Innovation ist ihm wichtig. Die Amerikaner mögen zum Beispiel die ETH. Die Hochschule ist in der künstlichen Intelligenz führend – ohne dass wir dabei selber gross mit Firmen mitmischen. Viele amerikanische Firmen kommen in den Raum Zürich, um an dieses Know-how zu kommen. Am Schluss geht es Trump immer um die Wirtschaft. Auch uns in der Schweiz ist die Wirtschaft sehr wichtig. Diese müssen wir aussenpolitisch abstützen. Wir sehen es jetzt mit der EU, was passieren kann: Wir leiden mit.
Wenn Sie Trump morgen treffen würden, was würden Sie ihm sagen?
Ich würde ihm sagen, dass wir miteinander eine gute und grosse Zukunft vor uns haben. Und dass wir eigentlich nicht so verschieden sind. Wir sind ja beide Down-to-Earth-Unternehmer, die auch politisch für ihr Land das Beste wollen.
Politisch das Beste für die Schweiz wäre es, sich auf das Freihandelsabkommen mit den USA zu konzentrieren?

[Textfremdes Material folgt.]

PR #216, opened 2021-06-17
Add more metadata to aggregated flow record

srikartati:
Add isIPv4 and isExporterIPv4 fields to aggregated flow record.

This is related to [the issue](https://github.com/antrea-io/antrea/issues/2282) raised in Antrea dual-stack cluster tests.

### DIFF
--- a/pkg/intermediate/types.go
+++ b/pkg/intermediate/types.go
@@ -45,6 +45,12 @@ type AggregationFlowRecord struct {
 	// false when creating new AggregationFlowRecord. Setting and utilizing this
 	// field is upto the user and not used in go-ipfix library code.
 	areExternalFieldsFilled bool
+	// isIPv4 indicates whether the source and destination addresses are IPv4 or
+	// IPv6 in the aggregated flow record.
+	isIPv4 bool
+	// isExporterIPv4 indicates whether the exporter address of the received flow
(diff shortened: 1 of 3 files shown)


pkg/intermediate/types.go
```diff
@@ -45,6 +45,12 @@ type AggregationFlowRecord struct {
 	// false when creating new AggregationFlowRecord. Setting and utilizing this
 	// field is upto the user and not used in go-ipfix library code.
 	areExternalFieldsFilled bool
+	// isIPv4 indicates whether the source and destination addresses are IPv4 or
+	// IPv6 in the aggregated flow record.
+	isIPv4 bool
+	// isExporterIPv4 indicates whether the exporter address of the received flow
+	// aggregator is IPv4 or IPv6.
+	isExporterIPv4 bool
```
zyiou, line 53: We should either make these two fields public or have methods to access them if we want to use at Antrea side.

srikartati: Agreed. Missed it. Will add Get interface for these metadata fields and they are needed.

zyiou (approved):
LGTM. Thanks for the changes. It's more clear for us to have IPv4/v6 check at go-ipfix side.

Ja, und auf den Handel mit China. In der EU hören sie einfach zu wenig auf die Leute und auf die Wirtschaft. Zwei Punkte machen mir da grosse Sorgen. Erstens, dass es der EU schlecht geht. Und zweitens, dass wir uns noch daran anhängen wollen. Die Schweiz sollte mit den EU-Verträgen nicht die Regulierung und die hohen Kosten der EU übernehmen. Ein solches Abkommen mit der EU will in Bern eigentlich sowieso niemand. Aber sie haben nicht das Rückgrat, der EU Nein zu sagen. Sie wollen die Verantwortung ans Volk abschieben, das dann EU-Recht mit Schweizer Recht vergleichen soll. Ich finde es zwar gut, dass das Volk abstimmen kann – aber hier müsste bereits der Bundesrat Nein sagen!